KUsing the % Extended Search Pattern Position Marker
Sometimes it is useful if the column position at which matching is considered to take place is other than the first character of the search string. Extended Search Patterns provide % for this purpose. For search commands such as Locate that cause cursor positioning, % indicates the column at which cursor will be placed after a successful search. For the EditChange command, % indicates the column at which the replacement string will be inserted. If the pattern does not contain a %, the match is considered to take place at the first non-pattern character which participated in the match.
For example, to position the cursor vertically to the next line which contains '// EXEC ' and horizontally to just after the '// EXEC ', you could enter
=> locate '\// EXEC %'
You can use % with + and | by following the rule that % should appear in ALL sub-patterns combined with | but only in ONE of the sub-patterns combined with +. For example, to position the cursor vertically to the next line which contains the string EXTENT and the string VOL123 and horizontally at the V of VOL123, you could enter
=> locate \EXTENT+%VOL123;cursor
% is meaningless when used with ~.
In the EditChange command, a second % may appear in to mark the end of the characters to be removed. If there is no second %, the last non-pattern character participating in the match will be the last character replaced.
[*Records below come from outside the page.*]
PR #896, opened 2018-12-19
A couple README updates.

buck54321:
Following up some recent changes, specifically the SCSS webpack integration and v4 bump.


README.md
```diff
@@ -727,6 +728,9 @@ modules.
 
 This will create and install into a directory named `node_modules`.
 
+You'll also want to run `npm install` after merging changes from upstream. It is
+run for you when you use the build script (`/dev/build.sh`).
```
chappjc: I think we should have this be a relative path.  Whatever conveys the repo root is fine by me, whether it's `./dev/build.sh' or a pseudo variable like `<REPO_ROOT>/dev/build.sh'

For example, to replace all instances of "ITM-PRICE + ITM-COMM" with "ITM-PRICE - ITM-COMM", you could enter
=> change '\ITM-PRICE %\+% ITM-COMM' '-' *
When the position indicated by % does not follow or immediately precede a non-pattern character, the position set by % may not be what you expect. For example, the pattern '\%?ADAM' will set the position to the beginning of search area containing "ADAM", not to the character preceding "ADAM". This situation occurs when % is mixed with wildcard indicators at the beginning of an Extended Search Pattern When using the EditChange command with % and + or |, beginning and ending % should both be in the same sub-pattern. Otherwise the start and end positions for replacement may not be what you would expect.